The RCA Kinescope Machine

September 13, 1947 — Kodak and NBC develop ‘kinescopes’, which use special film cameras to shoot directly off a TV screen. This permits the recording and later distribution of live shows for sale, or archiving.

The Kinescope dominated TV recording for time delay in the early 1950’s. A Kinescope recorder was basically a special 16mm or 35mm film camera mounted in a large box aimed at a high quality monochrome video monitor. All things considered the Kinescope made high quality and respectable TV recordings.

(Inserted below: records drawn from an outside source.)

PR #2306, opened 2023-11-08
[FTRMT2023] Marat Pomeranets

pomerama:
Strange problem: if I use the count, the re-rendering of changes done with setContactsArray works ok.
If I dont use count, the contactsArray is being updated correctly (checked e.g. with console.log), but doesnt get re-rendered.


TA-Remote:
hello @pomerama 🙂

The behaviour is due to the way you’re creating a copy of the state variable ‘contactsArray’. 
`
let tempArray = contactsArray;
`
Obj, and array are mutable, and then store in memory by reference, not by value. To copy their data we need to use other methods. Too many to remember them all: https://www.freecodecamp.org/news/how-to-clone-an-array-in-javascript-1d3183468f6a/

I personally like the spread operator, as it can also be used to directly add elements to the copy (at the beginning or at the end)  const copy = [newObj, …stateVariable] —> instead of create copy then copy.unshift(newObj) or .push(). I’m sure the other methods have a better use for other purposes🤔..

```
const tempArray = [...contactsArray];
tempArray.push(randomContact);
// const tempArray = [ …contactsArray, randomContact ];
setContactsArray(tempArray);
```

Here a suggestion to follow conventions😉: 

https://stackoverflow.com/questions/46553062/what-is-the-preferred-declaration-convention-for-objects-or-arrays-const-or-let

I also wanna thank you for your questions, they make me go deeper in concepts/conventions/“code rules” that sometimes I’m just accepting🙃

pomerama:
Hi and many thanks! @TA-Remote  :)
it totally makes sense, and I should know better.. but this is how learning works I guess, hopefully I wont make the same mistake again:) hehe, glad my questions have a positive effect as well:)

PR #2350, opened 2024-01-20
lab-react-ironcontacts- Irene & Jorge

PurrfectNene:


src/App.jsx
```diff
@@ -0,0 +1,94 @@
...
+
+  function randomContacts(){
+    let copiedArray = [...contacts]
+    let indiceAleatorio = Math.floor(Math.random() * contactsData.length)
+    let randomElement = contactsData[indiceAleatorio]
+    if (!copiedArray.some(contact => contact.id === randomElement.id)) {
+      copiedArray.push(randomElement);
+      setContacts(copiedArray);
+    } else {
+      randomContacts();
```
iPoolito, line 18: interesting way to do it 🤯

src/App.jsx
```diff
@@ -0,0 +1,94 @@
...
+import contactsData from"./contacts.json"
+import { useState } from "react";
+
+
+function App() {
+  const [contacts,setContacts] = useState(contactsData.slice(0,5))
+  console.log(contacts)
+
+  function randomContacts(){
+    let copiedArray = [...contacts]
```
iPoolito, line 11: We need a guard safe in order to not add more contacts that we have could be something like this 

```suggestion
   if (contactsData.length === contacts.length) {
      console.log("No more contacts can be add")
      return
    }
    let copiedArray = [...contacts]
```

iPoolito:
Nice jooob 🚀  🔥

PR #2352, opened 2024-01-21
Eleanor & Christian IronContacts Lab

eleanorpitcher:


src/App.jsx
```diff
@@ -0,0 +1,78 @@
...
+
+
+function App() {
+
+  const contactList = Contacts.slice(0,5)
+  const remainingContacts = Contacts.slice(5)
+  // console.log(remainingContacts)
+  // console.log(contactList)
+
+  const [contacts, setContacts] = useState(contactList)
```
iPoolito, line 14: Here in this case in order to no get repeated contacts we can do something like this 

```suggestion
  const contactList = Contacts.slice(0, 5)

  const [contacts, setContacts] = useState(contactList)
  const remainingContacts = Contacts.filter((mainDataContacts) => !contacts.some((currentContactFromList) => mainDataContacts.id == currentContactFromList.id))
```
What we are doing here is filtering from the Contacts array that is the JSON file, the items that doenst have the same id form our contacts state

src/App.jsx
```diff
@@ -0,0 +1,78 @@
...
+
+  function getRandomContact(){
+    const copyContacts = [...contacts]
```
iPoolito, line 17: Here we need just a guard in order to stop adding when the remaing are 0

```suggestion
  if (remainingContacts.length === 0) {
      console.log("No more contacts can be add")
      return
    }
    const copyContacts = [...contacts]
```

iPoolito:
Good joob congratz 🔥 🚀

PR #172, opened 2017-11-29
Enabling memory management from Client

bsb20:
Additional parts of the memcached API needed to be implemented to allow manual memory management from the Client.  In most cases these changes are incredibly simple.  The only core change required was that command arguments in _fetch_cmd always be sent in the order in which they are passed by the caller (arguments were pulled from a dictionary in arbitrary order), which has been implemented.

PR #211, opened 2019-01-08
Add support for the 'cache_memlimit' command

jparise:
This command allows clients to set a new cache memory limit. The
argument is a number expressed in megabytes.

Also, treat `OK` as an acceptable response string.

This is partially based on #172.


YacobBY:
Hello, would it be possible to add this memlimit function to the PooledClient?

PR #221, opened 2019-03-01
Introduce interactive CLI to use pymemcache Client from shell.

4383:
Introduce interactive/non-interactive CLI to use pymemcache from CLI.

These changes allow user to get access to pymemcache.base.Client methods
directly from shell in an interactive/non-interactive way.

Examples of use:

```
$ pymemcache --host 0.0.0.0
Pymemcache CLI 2.2.0
Connected to 0.0.0.0:11211
Memcache server version: 1.5.12
> help
...
> add foo bar
True
> get foo
b'bar'
> add -h
Usage (add): key, value, expire=0, noreply=None
Description:

The memcached "add" command.

Args:
  key: str, see class docs for details.
  value: str, see class docs for details.
  expire: optional int, number of seconds until the item is expired
           self.default_noreply).

Returns:
  If noreply is True, the return value is always True. Otherwise the
  return value is True if the value was stored, and False if it was
  not (because the key already existed).
> exit
$ pymemcache --host 0.0.0.0 -c "add -h"
Pymemcache CLI 2.2.0
Connected to 0.0.0.0:11211
Memcache server version: 1.5.12
Usage (add): key, value, expire=0, noreply=None
Description:

The memcached "add" command.

Args:
  key: str, see class docs for details.
  value: str, see class docs for details.
  expire: optional int, number of seconds until the item is expired
           self.default_noreply).

Returns:
  If noreply is True, the return value is always True. Otherwise the
  return value is True if the value was stored, and False if it was
  not (because the key already existed).
$ pymemcache --host 0.0.0.0 -c "add test test-value" -q
True
$ pymemcache --host 0.0.0.0 -c "get test" -q
b'test-value'
```


4383:
Fully functional but I guess some things can by adjust so review and comments are welcomes. 

:)

jparise:
@4383, this looks neat! It might take me a couple of days to try it out and review it though.

4383:
Can be tested by:

```shell
git clone https://github.com/4383/pymemcache -b introduce-cli
cd pymemcache
python setup.py install
docker run --publish 11211:11211 --name my-memcache -d memcached
pymemcache --host <container-ip>
```

4383:
@jparise Thanks. No problem take your time and do not hesitate to ask questions if needed :)

4383:
Some example bellow.

General command options:
```shell
pymemcache --help
usage: pymemcache [-h] [--host HOST] [-p PORT] [-c CMD] [-q] [-v]

Pymemcache command line client. Set and get values from a memcache server or
cluster. Using pymemcache 2.2.0

optional arguments:
  -h, --help            show this help message and exit
  --host HOST           Memcache host address
  -p PORT, --port PORT  Memcache server port (default 11211)
  -c CMD, --cmd CMD     Memcache command to execute
  -q, --quiet           Only print result command output
  -v, --version         Display pymemcache version and quit
```

Get available commands and help:
```shell
pymemcache --host 0.0.0.0 -c "help"                                         
Pymemcache CLI 2.2.0
Connected to 0.0.0.0:11211
Memcache server version: 1.5.12
Available commands:
        - add: The memcached "add" command
        - append: The memcached "append" command
        - cache_memlimit: The memcached "cache_memlimit" command
        - cas: The memcached "cas" command
        - check_key: Checks key and add key_prefix
        - close: Close the connection to memcached, if it is open
        - decr: The memcached "decr" command
        - delete: The memcached "delete" command
        - delete_many: A convenience function to delete multiple keys
        - delete_multi: A convenience function to delete multiple keys
        - flush_all: The memcached "flush_all" command
        - get: The memcached "get" command, but only for one key, as a convenience
        - get_many: The memcached "get" command
        - get_multi: The memcached "get" command
        - gets: The memcached "gets" command for one key, as a convenience
        - gets_many: The memcached "gets" command
        - incr: The memcached "incr" command
        - prepend: The memcached "prepend" command
        - quit: The memcached "quit" command
        - replace: The memcached "replace" command
        - set: The memcached "set" command
        - set_many: A convenience function for setting multiple values
        - set_multi: A convenience function for setting multiple values
        - stats: The memcached "stats" command
        - touch: The memcached "touch" command
        - version: The memcached "version" command
        - h: Display this helping message
        - help: Display this helping message
        - bye: Stop this pymemcache client
        - stop: Stop this pymemcache client
Display help command for available commands by using:
        <command> -h
Example:
        add -h
```

Interactive way:
```shell
pymemcache --host 0.0.0.0                                                                                                             
Pymemcache CLI 2.2.0                                                                                                                                                                                                 
Connected to 0.0.0.0:11211                                                                                                                                                                                           
Memcache server version: 1.5.12                                                                                                                                                                                      
> help                                                                                                                                                                                                               
Available commands:                                                                                                                                                                                                  
        - add: The memcached "add" command                                                                                                                                                                           
        - append: The memcached "append" command
        - cache_memlimit: The memcached "cache_memlimit" command
        - cas: The memcached "cas" command
        - check_key: Checks key and add key_prefix
        - close: Close the connection to memcached, if it is open
        - decr: The memcached "decr" command
        - delete: The memcached "delete" command
        - delete_many: A convenience function to delete multiple keys
        - delete_multi: A convenience function to delete multiple keys
        - flush_all: The memcached "flush_all" command
        - get: The memcached "get" command, but only for one key, as a convenience
        - get_many: The memcached "get" command
        - get_multi: The memcached "get" command
        - gets: The memcached "gets" command for one key, as a convenience
        - gets_many: The memcached "gets" command
        - incr: The memcached "incr" command
        - prepend: The memcached "prepend" command
        - quit: The memcached "quit" command
        - replace: The memcached "replace" command
        - set: The memcached "set" command
        - set_many: A convenience function for setting multiple values
        - set_multi: A convenience function for setting multiple values
        - stats: The memcached "stats" command
        - touch: The memcached "touch" command
        - version: The memcached "version" command
        - h: Display this helping message
        - help: Display this helping message
        - bye: Stop this pymemcache client
        - stop: Stop this pymemcache client
Display help command for available commands by using:
        <command> -h
Example:
        add -h
> add test test-value
True
> get test
b'test-value'
> add -h
Usage (add): key, value, expire=0, noreply=None
Description:

The memcached "add" command.

Args:
  key: str, see class docs for details.
  value: str, see class docs for details.
  expire: optional int, number of seconds until the item is expired
           self.default_noreply).

Returns:
  If noreply is True, the return value is always True. Otherwise the
  return value is True if the value was stored, and False if it was
  not (because the key already existed).
> exit
$
```

4383:
I guess I'll add the command `-d/--decode` option to decode output command.

4383:
I need to fix some PEP8 errors

4383:
PEP8 fixes done

4383:
I also need to add some dedicated unit test but not today :)

4383:
Possible enhancement:
- introduce [mypy](https://github.com/python/mypy) to annotate methods signatures and more properly retrieve/transform args and theirs types.
- decode output
- add unit tests
- improvement documentation

Thoughts/Ideas?

4383:
Don't spend your time review it now I want to changes a lot of things.

4383:
Still in development (I'm a little bit busy since 2 weeks) but some tiny news:
- refactor to represent commands/interpreter as an object

I need to annotate `Client` to properly parse args, I guess I'll use argparse internally to generate UI of the interpreter, and also I need to use [`shlex`](https://docs.python.org/3/library/shlex.html) to parse user command line and use it with argparse under the hood.

Argparse will be init with `Client` method annotations.

I guess this is most  agnostic way to keep `Client` completely decoupled of UI and interpretor.

You just need to maintains and evolve on Client and interpreter is automatically sync with new mechanism without maintains this part (interpretor) daily.

The only few things that you have to do is to ensure that Client methods provide annotations.

Thoughts?

4383:
Well, start to sound good, I've implemented all the previous things described in the previous comment:
- user input parsing with shlex
- annotate Client
- using argparse with each Client methods signatures

Everything seem works.

Now I need to provide a better output command management when results are type of list, tuple etc... and allow users to use raw result format if needed.

The interactive process seem ok I need to double check the pure CLI process (only one command  exec and quit).

You can check my work by using:
```sh
git clone git@github.com:4383/pymemcache -b introduce-cli
cd pymemcache
python -m venv .
source bin/activate
python setup.py develop
# run a memcache server
pymemcache --host 0.0.0.0
```

jparise:
Off to a great start! I was able to drive around it a bit locally, and it works really well.

We still want to maintain Python 2 compatibility so we'll need to do without the Python 3 type annotations though.

4383:
@jparise thanks.

So to keep python2 compatibility I guess we need to use mypy instead of stdlib annotations style.
I need to dig into mypy but since I already provide `utils` module I guess I just need to introduce some little changes on it (utils module) and everything will works fine.

Also I've check the CLI mode (not interactive mode) and everything works fine.

I've introduce raw input but I need to finish some changes on it.

After that I need to improve doc, fix pep8 errors, continue to add unit tests.

FYI, using argparse and shlex allow us to send commands like this:
```
# Consider run the Client add  command
$ pymemcache -host 0.0.0.0
> add key --expire 60 value
True
> get key
value
> add key2 value2 --expire 60
True
> get key2
value2
> add key3 "long string with blank space blablabla" --expire 60
True
> get key3
long string with blank space blablabla
> exit
```

We can pass parameters in different order without problems like a standard CLI.

Also I've implemented the `inspect` command who allow us to debug/inspect available commands and retrieve a lot of useful informations about these commands (object name of the method, params, argparse, etc...).

4383:
Last push summary:
- fixing methods who accept list parameters (`get_multi`, `get_many`) due to argparse side effect
- introduce the `history` command
- introduce the possibility to run command from history by using index (like bash history behavior)

Examples:

```
>>> add test test1
>>> get test
test1
>>> history
1 add test test1
2 get test
>>> history
1 add test test1
2 get test
3 history
>>> !2
test1
>>> exit
```

The current command is added to the history after execution. If the command is not found or is not a valid command we ignore it in history.

History is only for the current session, if the interpreter is closed the history is not stored, we can eventually store it in the home of users but we need to implement this mechanism.

jparise:
Given the scope (and ambition) of this interface, I'm starting to wonder if it would be better off as its own companion project. Thoughts?

4383:
@jparise can make sense.

In the first time I've imagined to create a separted project but the original purpose of this feature is provide debug facilities for projects who use pymemcache in production environment this is why I prefer to join the lib instead of split it to an another project.

Thoughts?

4383:
Projects like openstack have specifc constraints on requirements etc... and production environments are often locked on the dependencies side so this is why I prefer see the interpreter embdded in the lib with a separated entry point.

4383:
Another reason to stay closer from the lib is the fact that the interpreter is entirely generated by using introspection on the `Client` methods (currently annoations, soon mypy) and I guess we need to take care of the future of this class and the evolutions on it if we want still to adopt them on the interpreter side.

IHMO I'm afraid if we put the interpreter outisde the project (the lib) we don't take care about "annotations" (meaning mypy too) and we risk to loose the couple. 

Thoughts?

4383:
After inspect the mypy alternative to keep backward compatiblity with python2 and after thinking about the pros/cons of the companion way I guess we can consider to wait few months before introduce officially these changes.

Also the most part of distros now use python3 and python 2 [will not be maintained in 9 months](https://pythonclock.org/) , I guess is useless to spend time to keep backward compatibility.

I propose to you to wait for python 2 abandon instead of using things who will be deprecated in few months. I guess this is the most logical approach.

About the companion, the problem is the same while python 2 is alive due to the fact that we need to add changes to annotate the `Client` side.

When python 2 will be dead we will can consider to continue on the lib or to start with the companion.

During this time I can continue to evolve the interpreter on my side by rebasing through the changes.

We  could plan a _python 3_ gap/step in few months where we will remove `six`,  merge the annotations, and quit completely the python 2 compatibility and decide to start or not start companion.

Dilemma summarize below... 
Pros:
- stdlib annotations is straightforward to use...
- no external dependencies needed changes only use stdlib and best practices
- python 2 support will be stop in few months
Cons:
- mypy doesn't seem obvious to use... 
- 2 external dependencies needed
- network needed to install pymemcache (dependencies installation) (clone install or [COTS install](https://en.wikipedia.org/wiki/Commercial_off-the-shelf)[1] vs pypi install)
- maybe other things that I forget here...

Make sense ? Thoughts ?

[1] Some customers fork projects, own, and maintains packages repositories (rpm, deb, etc..) (often to enforce security rules or due to an locked production environment or things like that) etc... as many dependencies we need, as many customers need to maintain COTS. I guess the KISS philosophy (Keep It Simple (and Stupid why not))  must prime. Remember the six issues :)

jparise:
Once we (Pinterest) have all of our environments running on Python 3, we can consider releasing a Python 3-only version of pymemcache as a new major version while maintaining the existing Python 2-compatible version as a separate branch. Barring other considerations, I don't expect we'll want to do that until next year though.

At the moment, it looks like this new feature is the only thing that would require us to drop Python 2 support, which unfortunately isn't very strong motivation on its own. 🙁

4383:
@jparise sure make sense, and we are on the same frequency :)
This feature can wait for the moment and continue to be designed/evolved on my own fork and merged in the future, no stress for you and me.

The python-2 branch is a good approach and we can properly inform users by releasing a major[1] (version (3.0.0) and keep (2.X.X) to backport for python 2 by releasing minor/patches[1] versions on it if we add new features and fixes.

I don't know if you have github label for this (I guess no) to help users to better identify the python 3  choice, but if you can I guess it's better to label it.

I prefer keep the pull request opened on WIP mode to rapidly identify conflicts and avoid them.

[1] according to [semver](https://semver.org/)

jparise:
@4383 now that we're in a new major version (3), any interest in resuming this work?

4383:
@jparise first thanks for the heads up. Yep it could be interesting to unearth these changes and to continue with this topic. I'll try to spend time on it during the next weeks.

4383:
Sorry for the black hole, I'll try to restart work on that

4383:
Hello,

The latest version of these changes is a complete refactor of my previous approach.

I decided to rely on tox's capabilities to allow us to emulate an interpreter.

These changes allow us to interact with pymemcache and memcached servers directly from our shell by using tox's virtualenv.
    
By following this way we don't need to maintain a specific CLI, which mean:
- a "CLI" always up-to-date and sync-up with the lib;
- less technical debt;
- no code to maintain;
- a command history directly managed by the python interpreter;
- less workload for the maintainers of pymemcache;
-  less chances to face bugs and side effects;
- a better access to the python debugger.

Less is more.

docs/getting_started.rst
```diff
@@ -174,6 +174,79 @@ the `JsonSerde` from above which is more careful with encodings:
...
+          key: str, see class docs for details.
+          default: value that will be returned if the key was not found.
+        Returns:
+          The value for the key, or default if the key wasn't found.
+
+You can instantiate all the class and clients offered by pymemcache.
+
+Your client will remain open until you decide to close it or until you decide
+to quit your interpreter. It can allow to see what's happen if your server
+is abruptely closed. Below is an by example.
```
jparise, line 204:
```suggestion
is abruptly closed. Below is an by example.
```

jparise (commented):
I'm not sure I understand how this is any different than using a (non-tox) interactive `python` interpreter or a more featured interactive environment like [IPython](https://ipython.org/).

4383:
This is exactly the same, it's just that tox wrap the env, fetch all the requirements and install pymemcache automatically.

jparise:
> This is exactly the same, it's just that tox wrap the env, fetch all the requirements and install pymemcache automatically.

I think it would be the most helpful to phrase the documentation generally in terms of a Python interpreter (perhaps using the three example options: `python`, `ipython`, and `tox`), and then suggesting `tox` as the easiest way to get started for the reasons above.

4383:
Latest changes summary:
- Typo fixed
- Modified sentence to speak about python interpreter

4383:
Thanks for your previous reviews

docs/getting_started.rst
```diff
@@ -174,6 +174,83 @@ the `JsonSerde` from above which is more careful with encodings:
             raise Exception("Unknown serialization format")
 
 
+Interacting with pymemcache
+---------------------------
+
+For testing purpose pymemcache can be used in an interactive mode by using
+the python interpreter or again ipython and tools like tox.
+
+One main avantage of using `tox` to interact with `pymemcache` is that it come
```
jparise, line 183:
```suggestion
One main advantage of using `tox` to interact with `pymemcache` is that it comes
```

docs/getting_started.rst
```diff
@@ -174,6 +174,83 @@ the `JsonSerde` from above which is more careful with encodings:
...
+with it's own virtual environments. It will automatically install pymemcache
+fetch all the needed requirements at run. See the example below:
```
jparise, line 185:
```suggestion
and fetch all the needed requirements at run. See the example below:
```

docs/getting_started.rst
```diff
@@ -174,6 +174,83 @@ the `JsonSerde` from above which is more careful with encodings:
...
+   b'some_value'
+   >>> print(client.get.__doc__)
+        The memcached "get" command, but only for one key, as a convenience.
+        Args:
+          key: str, see class docs for details.
+          default: value that will be returned if the key was not found.
+        Returns:
+          The value for the key, or default if the key wasn't found.
+
+You can instantiate all the class and clients offered by pymemcache.
```
jparise, line 204:
```suggestion
You can instantiate all the classes and clients offered by pymemcache.
```

docs/getting_started.rst
```diff
@@ -174,6 +174,83 @@ the `JsonSerde` from above which is more careful with encodings:
...
+
+Your client will remain open until you decide to close it or until you decide
+to quit your interpreter. It can allow to see what's happen if your server
```
jparise, line 207:
```suggestion
to quit your interpreter. It can allow you to see what's happen if your server
```

docs/getting_started.rst
```diff
@@ -174,6 +174,83 @@ the `JsonSerde` from above which is more careful with encodings:
...
+       return self._fetch_cmd(b'get', [key], False).get(key, default)
+     File "/home/user/pymemcache/pymemcache/client/base.py", line 910, in _fetch_cmd
+       buf, line = _readline(self.sock, buf)
+     File "/home/user/pymemcache/pymemcache/client/base.py", line 1305, in _readline
+       raise MemcacheUnexpectedCloseError()
+   pymemcache.exceptions.MemcacheUnexpectedCloseError
+
+We can see that the connection has been closed.
+
+You can also pass command directly from CLI parameters and get output directly:
```
jparise, line 245:
```suggestion
You can also pass a command directly from CLI parameters and get output directly:
```

jparise (commented):
I left a few wording suggestions. I can also merge your change as-is and do my own follow-up editing pass if you'd prefer that approach.

4383:
> I left a few wording suggestions. I can also merge your change as-is and do my own follow-up editing pass if you'd prefer that approach.

No problem thank you, I addressed your comments with the latest patch set.

PR #224, opened 2019-04-15
Allow to flush data on client reconnect.

4383:
Added "flush_on_reconnect" (defaults to off) to Client and HashClient
which will cause a client that has lost connection to a server and then
reconnects to flush the cache on the reconnect so that it doesn't get old
values from that server.

### DIFF
--- a/pymemcache/client/base.py
+++ b/pymemcache/client/base.py
@@ -13,6 +13,7 @@
 # limitations under the License.
 import errno
 import socket
+import logging
 import six
 
 from pymemcache import pool
@@ -26,6 +27,7 @@ from pymemcache.exceptions import (
     MemcacheUnexpectedCloseError
 )
 
+logger = logging.getLogger(__name__)
 
 RECV_SIZE = 4096
 VALID_STORE_RESULTS = {
@@ -206,7 +208,8 @@ class Client(object):
                  socket_module=socket,
                  key_prefix=b'',
                  default_noreply=True,
-                 allow_unicode_keys=False):
+                 allow_unicode_keys=False,
+                 flush_on_reconnect=False):
         """
         Constructor.
 
@@ -233,6 +236,18 @@ class Client(object):
             store commands (except from cas, incr, and decr, which default to
             False).
           allow_unicode_keys: bool, support unicode (utf8) keys
+          flush_on_reconnect: bool, optional flag which prevents a scenario
+            that can cause stale data to be read: If there's more than one
+            memcached server and the connection to one is interrupted, keys
+            that mapped to that server will get reassigned to another.
+            If the first server comes back, those keys will map to it
+            again. If it still has its data, get()s can read stale data that
+            was overwritten on another server. This flag is off by
+            default for backwards compatibility.
+            CAUTION: Pass True to this flag on a cluster of memcache servers
+            will flush your entire memcache cluster by example if you facing
+            some intermittent connection. be sure to know what you are doing
+            before using this flag.
 
         Notes:
           The constructor does not make a connection to memcached. The first
@@ -254,6 +269,13 @@ class Client(object):
         self.key_prefix = key_prefix
         self.default_noreply = default_noreply
         self.allow_unicode_keys = allow_unicode_keys
+        self.flush_on_reconnect = flush_on_reconnect
+        self.flush_on_next_connect = False
+        if self.flush_on_reconnect:
+            logger.warn('You start client with `flush_on_reconnect` activated '
+                        'if your client lose the connection with your '
+                        'memcache server all your data will be flush on the '
+                        'next reconnect to your server!')
 
     def check_key(self, key):
         """Checks key and add key_prefix."""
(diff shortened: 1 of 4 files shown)


pymemcache/client/base.py
```diff
@@ -277,9 +288,14 @@ def _connect(self):
                 sock.setsockopt(self.socket_module.IPPROTO_TCP,
                                 self.socket_module.TCP_NODELAY, 1)
         except Exception:
+            if self.flush_on_reconnect:
+                self.flush_on_next_connect + True
```
```suggestion
                self.flush_on_next_connect = True
```

4383: Good catch!

4383:
Unit tests added

pymemcache/test/test_client.py
```diff
@@ -902,6 +924,49 @@ def test_socket_connect_closes_on_failure(self):
         assert socket_module.sockets[0].connections == []
         assert socket_module.sockets[0].closed
 
+    def test_socket_flush_on_reconnect(self):
+
```
jparise: nit: extra newline

pymemcache/test/test_client.py
```diff
@@ -902,6 +924,49 @@ def test_socket_connect_closes_on_failure(self):
...
+        client._connect()
+        result = client.set(b'key', b'value', noreply=False)
+        assert result is True
+        client.sock.connect_failure = OSError()
+        with pytest.raises(OSError):
+            client._connect()
+        assert client.flush_on_next_connect is True
+
+    def test_socket_not_flush_on_reconnect(self):
+
```
jparise: nit: extra newline

pymemcache/test/test_client.py
```diff
@@ -902,6 +924,49 @@ def test_socket_connect_closes_on_failure(self):
         assert socket_module.sockets[0].connections == []
         assert socket_module.sockets[0].closed
 
+    def test_socket_flush_on_reconnect(self):
+
+        server = ("example.com", 11211)
+        timeout = 2
+        connect_timeout = 3
```
jparise: I'm not sure breaking these values out into variables improves readability. I would probably just write them as keyword values when constructing `Client`:

```python
        client = Client(("example.com", 11211), connect_timeout=3,
                        timeout=2,
                        socket_module=mock_permanent_socket,
                        flush_on_reconnect=True)
```

pymemcache/test/test_client.py
4383: done

pymemcache/test/test_client.py
4383: done

pymemcache/test/test_client.py
4383: done

4383:
I've implemented the flush check

4383:
FYI my latest push correspond to a proper rebase of the master on my branch to avoid wrong git history rebase.

4383:
Latest changes introduces some tests on `get` value after reconnect when flush is disable, we need to retrieve values in this case.

cgordon:
This is a dangerous feature to enable on a memcache cluster. Consider a case in which a client has an intermittent connection to a cluster of memcache servers that are all healthy (and remain healthy). The client could, over a very short period of time, get connection errors to all of the servers, and then subsequently connect successfully to them, issuing a flush command. As a result, over a short period of time (milliseconds) you could end up flushing your entire memcache cluster.

I'm not completely against adding this flag, but it should include a VERY strongly worded warning that it is only to be used in cases where it is acceptable to flush all of the memcache servers in a short period of time.

4383:
> This is a dangerous feature to enable on a memcache cluster. Consider a case in which a client has an intermittent connection to a cluster of memcache servers that are all healthy (and remain healthy). The client could, over a very short period of time, get connection errors to all of the servers, and then subsequently connect successfully to them, issuing a flush command. As a result, over a short period of time (milliseconds) you could end up flushing your entire memcache cluster.
> 
> I'm not completely against adding this flag, but it should include a VERY strongly worded warning that it is only to be used in cases where it is acceptable to flush all of the memcache servers in a short period of time.

Sure I'll add a strong warn related to the usage of this flag.
This flag should be explicitly declared when user initialize client, so I guess we can consider this is an advanced feature (advanced use case) dedicated to users who know that they are doing.
Normal usages are not impacted by this feature.

4383:
Have added warns

4383:
Hey @jparise @cgordon,

Do you have any updates from your side?

cgordon:
I'm just getting back from vacation, so I'll take a look this week, thanks.

4383:
@cgordon ack thanks

pymemcache/client/base.py
```diff
@@ -233,6 +236,18 @@ def __init__(self,
             store commands (except from cas, incr, and decr, which default to
             False).
           allow_unicode_keys: bool, support unicode (utf8) keys
+          flush_on_reconnect: bool, optional flag which prevents a scenario
```
cgordon: I'd prefer something more like this:

flush_on_reconnect: bool, optional flag which causes a `flush_all()` command to be sent anytime the memcache client is disconnected and then reconnected to a memcached server. If you have a cluster of memcached servers that use a consistent hash ring (or a similar approach to routing) this can prevent stale reads of old keys when a server in the ring is disconnected and then reconnected. Note, however, that a client with an intermittent connection to a memcached server can cause it to be repeatedly flushed, and the same is true for a cluster of memcached servers. That makes this a VERY dangerous thing to enable on a memcache cluster.

pymemcache/client/base.py
```diff
@@ -254,6 +269,13 @@ def __init__(self,
         self.key_prefix = key_prefix
         self.default_noreply = default_noreply
         self.allow_unicode_keys = allow_unicode_keys
+        self.flush_on_reconnect = flush_on_reconnect
+        self.flush_on_next_connect = False
+        if self.flush_on_reconnect:
+            logger.warn('You start client with `flush_on_reconnect` activated '
```
cgordon: I'd prefer to note repeatedly warn users, and rather trust that they have read the docs and know their business.

4383:
@cgordon thanks for your reply.
As you want, no problem.

This is a special use case that we could possibly use on openstack, but it does not matter, I can understand your fear.

BTW thanks for your time :)

cgordon:
@4383 Thank you! I appreciate your time, and I'm sorry it took me so long to make up my mind and communicate it.

4383:
@cgordon no problem :)
See you!

PR #225, opened 2019-04-19
Add default_noreply paramter to HashClient

cdonati:
This allows users to specify the noreply behavior upon creation of a HashClient like they are already able to do for Client and PooledClient.


jparise:
Thank you, @cdonati!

The Kinescope was quite the clever device. It’s film camera ran at a speed of 24 fps. Because the TV image repeated at 60 fields interlaced (30 fps) the film had to move intermittantly between video frames and then be rock steady during exposure. The pull-down period for the film frame was during the vertical interval of less than 2ms, which was something no mechanical contraption could do at the time. Several manufacturers like RCA, Acme, General Precision, and Eastman Kodak found various ways around the problem by creating a novel shutter system that used an extra six frames of the 30 frame video signal to move the film. This action integrated the video half-images into what seemed like smooth 24fps film pictures. Of course, the kines were played back on air using film chains running at 24fps so the conversion to film was complete and seamless. Until videotape recorders made their debut, the Kinescope was the only way to transmit delayed television programs that were produced live.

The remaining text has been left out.